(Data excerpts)
+---+

Issue #253, opened 2024-03-19
Add `ImportAttribute` for import attributes (stage 3 Estree)


aralroca:
Now that runtimes like Bun supports macros and the proposal is in stage 3 it would be nice to support import attributes.

https://github.com/tc39/proposal-import-attributes

Example in TypeScript:
<img width="1724" alt="Screenshot 2024-03-19 at 22 14 21" src="https://github.com/meriyah/meriyah/assets/13313058/75c12ed7-8dd4-4ca0-be01-56fdd1c67ce8">

3cp:
## Note for implementation

https://github.com/estree/estree/blob/master/stage3/import-attributes.md

EStree which meriyah implements has different definition of this syntax.

3cp:
BTW I don't think the typescript screenshot is a correct reference :-)

The old (or current) typescript parser thinks that's the legacy with statement, not part of the import declaration. You can see they appear as two sibling nodes in the syntax tree.

aralroca:
It will be great to replace the TypeScript parser that I used in this plugin with Meriyah, which is much faster! 

https://github.com/aralroca/prerender-macro

3cp:
I cannot guarantee a time frame for this feature as I don't have enough bandwidth on open source projects right now. But I will put it on my TODO list :)

3cp:
Bun has a native parser. Maybe you can talk to them to expose some APIs. It's probably not in extree syntax, but nothing beats Bun's performance.

> the parser in Bun is a Zig port of esbuild's parser.

aralroca:
> Bun has a native parser. Maybe you can talk to them to expose some APIs. It's probably not in extree syntax, but nothing beats Bun's performance.
> 
> > the parser in Bun is a Zig port of esbuild's parser.

Yes, I have discussed it several times on discord but I really don't know if they have plans to do it in the short term. Maybe @Jarred-Sumner can confirm

aralroca:
@3cp Is there any news on this? 😊 if I can help in contributing I am open although I am not familiar with it.

3cp:
Sorry I have not put on any effort. You are more than welcome to try.

aralroca:
Maybe I'll take some time this coming week, any tips @3cp? I see that there is no CONTRIBUTING.md in the repo

3cp:
https://262.ecma-international.org/

Ecmascript spec defined all logic that a parser needs to follow. But it's a hard piece to digest.

[...]

PR #280, opened 2024-07-20
feat: support import attributes with `ImportAttribute`

aralroca:
Fixes https://github.com/meriyah/meriyah/issues/253

This PR implements support for Import Attributes, aligning with the [Import Attributes proposal](https://github.com/tc39/proposal-import-attributes) and [Estree import attributes](https://github.com/estree/estree/blob/master/stage3/import-attributes.md).


3cp:
Great work!

From your implementation I noticed following syntax will work:
```js
// trailing comma
import foo from "foo" with { type: "json", };
import("foo", {type: "module", });

// and some expression features like following.
import("foo", {[type = "a"]: "module"});
import("foo", {type: () => {}});
// some expression features can be rejected by playing Context and canAssign and inGroup.
```

I am not clear whether the proposal allows them, the proposal didn't have a detailed parsing algorithm like normal ecmascript spec provided. But we can probably leave with them for now. Suggest to add few more test lines to the pass/fail list.

Another thing is you need to remove `import-assertions` and `import-attributes` from `test/test262-parser-tests/unsupported-features.txt`. That will turn some more test262 test cases, sure they will give you some more work to do :-) For some you cannot figure out solution, the last thing we can do is to add some cases to `test/test262-parser-tests/whitelist.txt`. The whitelist are the cases meriyah has issue with, we do have a huge list of problems.

Happy to merge your work after passing (most :-)) test262 cases.

3cp:
Ignore the nodejs v22 failure. v22.5.0 has some issue right now.

3cp:
Many are in the whitelist right now, you need to remove them too.

3cp:
@fisker please help.
For this branch, I removed `import-assertions` and `import-attributes` from `unsupported-features.txt`, and various entries in `whitelist.txt`.

But the test262 summary didn't change anything before and after my edit?? Any other thing is controlling test262 cases?

```
huocp@Chunpengs-MacBook-Pro ~/p/meriyah (master)> bun run test
$ mocha --"test/**/*.ts"

  [▬▬▬▬▬▬▬▬▬▬▬▬▬▬▬▬▬▬▬▬▬▬▬▬▬▬▬▬▬▬▬▬▬▬▬▬▬▬▬▬▬▬▬▬▬▬▬▬▬▬▬▬▬▬▬▬▬▬▬▬▬▬▬▬▬▬▬▬▬▬▬▬▬▬▬▬]Testing complete.
Summary:
 ✔ 81974 valid programs parsed without error
 ✔ 7479 invalid programs produced a parsing error
 ✔ 454 invalid programs did not produce a parsing error (and allowed by the whitelist file)
 ✔ 1843 valid programs produced a parsing error (and allowed by the whitelist file)
 ✔ 1674 programs were skipped
  [▬▬▬▬▬▬▬▬▬▬▬▬▬▬▬▬▬▬▬▬▬▬▬▬▬▬▬▬▬▬▬▬▬▬▬▬▬▬▬▬▬▬▬▬▬▬▬▬▬▬▬▬▬▬▬▬▬▬▬▬▬▬▬▬▬▬▬▬▬▬▬▬▬▬▬▬▬]

  93947 passing (12s)

huocp@Chunpengs-MacBook-Pro ~/p/meriyah (master)> bun run test
$ mocha --"test/**/*.ts"

  [▬▬▬▬▬▬▬▬▬▬▬▬▬▬▬▬▬▬▬▬▬▬▬▬▬▬▬▬▬▬▬▬▬▬▬▬▬▬▬▬▬▬▬▬▬▬▬▬▬▬▬▬▬▬▬▬▬▬▬▬▬▬▬▬▬▬▬▬▬▬▬▬▬▬▬▬]Testing complete.
Summary:
 ✔ 81974 valid programs parsed without error
 ✔ 7479 invalid programs produced a parsing error
 ✔ 454 invalid programs did not produce a parsing error (and allowed by the whitelist file)
 ✔ 1843 valid programs produced a parsing error (and allowed by the whitelist file)
 ✔ 1674 programs were skipped
  [▬▬▬▬▬▬▬▬▬▬▬▬▬▬▬▬▬▬▬▬▬▬▬▬▬▬▬▬▬▬▬▬▬▬▬▬▬▬▬▬▬▬▬▬▬▬▬▬▬▬▬▬▬▬▬▬▬▬▬▬▬▬▬▬▬▬▬▬▬▬▬▬▬▬▬▬▬]

  93947 passing (12s)
```

3cp:
@fisker ignore my deleted comment. I was editing wrong directory.

3cp:
There are some valid reason we need some cases in whitelist.

Like `language/import/import-attributes/json-invalid.js`, which asks the parser to read and check the JSON file. Meriyah doesn't do that and would not do that.

```js
import value from './json-invalid_FIXTURE.json' with { type: 'json' };
```

3cp:
Correction: import-assertions is the outdated proposal that import-attributes replaced. Please keep import-assertions in unsupported list.

aralroca:
> There are some valid reasons we need some cases in whitelist.
> 
> Like `language/import/import-attributes/json-invalid.js`, which asks the parser to read and check the JSON file. Meriyah doesn't do that and would not do that.
> 
> ```js
> import value from './json-invalid_FIXTURE.json' with { type: 'json' };
> ```

This is the only case I added to the whitelist, the other ones are fixed! Feel free to re-review @3cp ! Thanks a lot!

src/parser.ts
```diff
@@ -4445,13 +4457,105 @@ export function parseImportExpression(
...
+    let options: ESTree.Expression | null = null;
+
+    if (parser.getToken() === Token.Comma) {
+      consume(parser, context, Token.Comma);
+
+      while (parser.getToken() !== Token.RightParen && parser.getToken() !== Token.Comma) {
+        if (parser.getToken() === Token.InKeyword) {
+          consume(parser, context, Token.InKeyword);
+        }
+        options = parseExpression(parser, context, 1, inGroup, parser.tokenPos, parser.linePos, parser.colPos);
```
aralroca, line 4475: I'm not sure about this, they pass the tests, but I was really just looking for “no crash”, but I think if I add tests of the expected AST to test262/test/language/expressions/dynamic-import/import-attributes/2nd-param-in.js it will crash. Tomorrow I will continue and add more tests from test262 with the AST after parsing.

src/parser.ts
```diff
@@ -4468,14 +4468,20 @@ export function parseImportExpression(
...
-      } else {
-        report(parser, Errors.InvalidImportExpression);
       }
     }
 
     node.options = options;
+
+    // Allow trailing comma after options
+    if (parser.getToken() === Token.Comma) {
+      consume(parser, context, Token.Comma);
```
3cp, line 4483: consumeOpt is for this kind of optional.

src/parser.ts
3cp: Yes, this is not right.
"in" is handled by parseBinaryExpression. The reason that parseExpression didn't cover it, is probably Context.DisallowIn is turned on. Probably need just `(context | Context.DisallowIn) ^ Context.DisallowIn` to turn it off.

aralroca: Okay perfect, it looks better now. I've added the failing test with the AST and corrected it with what you told me.

src/parser.ts
```diff
@@ -4445,13 +4457,99 @@ export function parseImportExpression(
...
+  while (parser.getToken() !== Token.RightBrace) {
+    const start = parser.tokenPos;
+    const line = parser.linePos;
+    const column = parser.colPos;
+
+    const key = parseIdentifierOrLiteral(parser, context);
+    consume(parser, context, Token.Colon);
+    const value = parseLiteral(parser, context);
+    const keyContent = key.type === 'Literal' ? key.value : key.name;
+    const isJSONImportAttribute = keyContent === 'type' && value.value === 'json';
```
fisker, line 4519: Why is this needed? The value of type shouldn't matters at all.

fisker: Ah, because we support `json-modules` feature? https://github.com/tc39/proposal-json-modules#why-dont-json-modules-support-named-exports

aralroca: @fisker this is to fix this test: `test262/test/language/import/import-attributes/json-named-bindings.js`. As it says:

```
In the early design of JSON modules, contributors considered allowing the
  properties of object values in JSON modules to be imported directly by name.
  This was ultimately rejected, so attempting to import in this way should
  produce a SyntaxError.
```

However, this is specific only to JSON. For other import attributes, such as Bun macros, it has to be done for named bindings: https://bun.sh/docs/bundler/macros

fisker: I don't think any parser rejects this now, maybe we can put `json-modules` into [unsupported features](https://github.com/meriyah/meriyah/blob/master/test/test262-parser-tests/unsupported-features.txt). But lets hear what @3cp thinks first.

aralroca: No problem, or I imagine it will be putting this `test262/test/language/import/import-attributes/json-named-bindings.js` to the whitelist. Well, I'll wait for @3cp's answer and see what he thinks. Thanks!

src/errors.ts
```diff
@@ -138,6 +138,8 @@ export const enum Errors {
   InvalidNestedStatement,
   UnknownLabel,
   InvalidImportTail,
+  InvalidImportExpression,
+  InvalidImportBinding,
```
3cp, line 142: Just noticed you forgot to add errorMessages for these two.

3cp: Which causes:
```
> parseModule('import { foo } from "./foo.json" with { type: "json" };', { next: true })
/Users/huocp/playground/meriyah/src/errors.ts:176
        const message = '[' + line + ':' + column + ']: ' + exports.errorMessages[type].replace(/%(\d+)/g, (_, i) => params[i]);
                                                                                        ^

Uncaught TypeError: Cannot read properties of undefined (reading 'replace')
```

src/parser.ts
```diff
@@ -4445,13 +4457,99 @@ export function parseImportExpression(
...
+  context: Context,
+  specifiers: ESTree.ImportDeclaration['specifiers'] = []
+): ESTree.ImportAttribute[] {
+  consume(parser, context, Token.WithKeyword);
+  consume(parser, context, Token.LeftBrace);
+
+  const attributes: ESTree.ImportAttribute[] = [];
+  const keysContent = new Set<ESTree.Literal['value'] | ESTree.Identifier['name']>();
+  const validJSONImportAttributeBindings =
+    specifiers.length >= 1 &&
```
3cp, line 4505: This enables
```js
import { default as a, foo } from "./foo.json" with { type: "json" };
// and
import a, { foo } from "./foo.json" with { type: "json" };
```

It probably should be `specifiers.length === 1`.

3cp: I think test262 missed some test cases for this.

src/parser.ts
3cp: I wish tc39 pushed this as runtime error, not syntax error :-)

src/parser.ts
```diff
@@ -4445,13 +4457,99 @@ export function parseImportExpression(
...
+    const column = parser.colPos;
+
+    const key = parseIdentifierOrLiteral(parser, context);
+    consume(parser, context, Token.Colon);
+    const value = parseLiteral(parser, context);
+    const keyContent = key.type === 'Literal' ? key.value : key.name;
+    const isJSONImportAttribute = keyContent === 'type' && value.value === 'json';
+
+    if (isJSONImportAttribute && !validJSONImportAttributeBindings) {
+      report(parser, Errors.InvalidImportBinding);
```
3cp, line 4522: The validJSONImportAttributeBindings logic can probably be delayed here. So we don't have the unnecessary cost for non json import.

src/parser.ts
```diff
@@ -4445,13 +4457,99 @@ export function parseImportExpression(
...
+    if (parser.getToken() !== Token.RightBrace) {
+      consume(parser, context, Token.Comma);
+    }
+  }
+
+  consume(parser, context, Token.RightBrace);
+  return attributes;
+}
+
+function parseIdentifierOrLiteral(parser: ParserState, context: Context): ESTree.Identifier | ESTree.Literal {
```
3cp, line 4547: Suggest to rename it to parseIdentifierOrStringLiteral.
Do we have any test cases to reject?
```
with { 1: "foo" }
with { type: 1 }
with { type: [1] }
with { type: null }
with { type: undefined }
with { type: 'json', foo: {} }
...
```

3cp (changes requested):

src/errors.ts
3cp: Should it be named InvalidJSONImportBinding?

src/parser.ts
3cp: Looks like your implementation didn't reject the above cases.

From the proposal: 
```
We could permit import attributes to have more complex values than simply strings, for example:

import value from "module" with { attr: { key1: "value1", key2: [1, 2, 3] } };
This would allow import attributes to scale to support a larger variety of metadata.

We propose to omit this generalization in the initial proposal, as a key/value list of strings already affords significant flexibility to start, but we're open to a follow-on proposal providing this kind of generalization.
```

3cp: test262 cases are way inadequate :-)

src/errors.ts
aralroca: I have made the changes that you have proposed, I have also deleted the InvalidImportExpression, since in the end it is not used after the changes to adapt to test252.

aralroca:
@3cp @fisker Thank you for all your suggestions for changes. Feel free to check the PR again, anything else feel free to say. Looking forward to have the import attributes supported 😊

3cp (approved):

3cp:
LGTM.
Thx!
Let @fisker have another look.

fisker (approved):
LGTM, thank you  @aralroca

src/parser.ts
```diff
@@ -4445,15 +4451,79 @@ export function parseImportExpression(
...
   const source = parseExpression(parser, context, 1, inGroup, parser.tokenPos, parser.linePos, parser.colPos);
+  let options: ESTree.Expression | null = null;
+
+  if (parser.getToken() === Token.Comma) {
+    consume(parser, context, Token.Comma);
+
+    if (parser.getToken() === Token.LeftBrace) {
+      options = parseExpression(parser, context, 1, inGroup, parser.tokenPos, parser.linePos, parser.colPos);
+
+      if (options && options.type !== 'ObjectExpression') {
```
Tcjmd: In this case can it become a binding? Anyway the expr parser should detect and throw if missing RightBrace. Meaning this check is both expensive due to perf and not needed

src/parser.ts
```diff
@@ -4445,15 +4451,79 @@ export function parseImportExpression(
...
+    const line = parser.linePos;
+    const column = parser.colPos;
+
+    const key = parseIdentifierOrLiteral(parser, context);
+    consume(parser, context, Token.Colon);
+    const value = parseLiteral(parser, context);
+
+    attributes.push(
+      finishNode(parser, context, start, line, column, {
+        type: 'ImportAttribute',
```
Tcjmd, line 4533: This is handcoded and no AST node. No ESTree node for this?

3cp: Most finishNode usage in meriyah looks like this, with plain string type.

src/parser.ts
3cp: That's not latest code.

Tcjmd: My mistake. Can you link to latest. On cp

3cp: Just visit the changed code in this PR, you will see latest code.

+---+

• Task item
Looking at the data above, show all lines where the word "talk" occurs.

• Solution for this problem
Bun has a native parser. Maybe you can talk to them to expose some APIs. It's probably not in extree syntax, but nothing beats Bun's performance.
> Bun has a native parser. Maybe you can talk to them to expose some APIs. It's probably not in extree syntax, but nothing beats Bun's performance.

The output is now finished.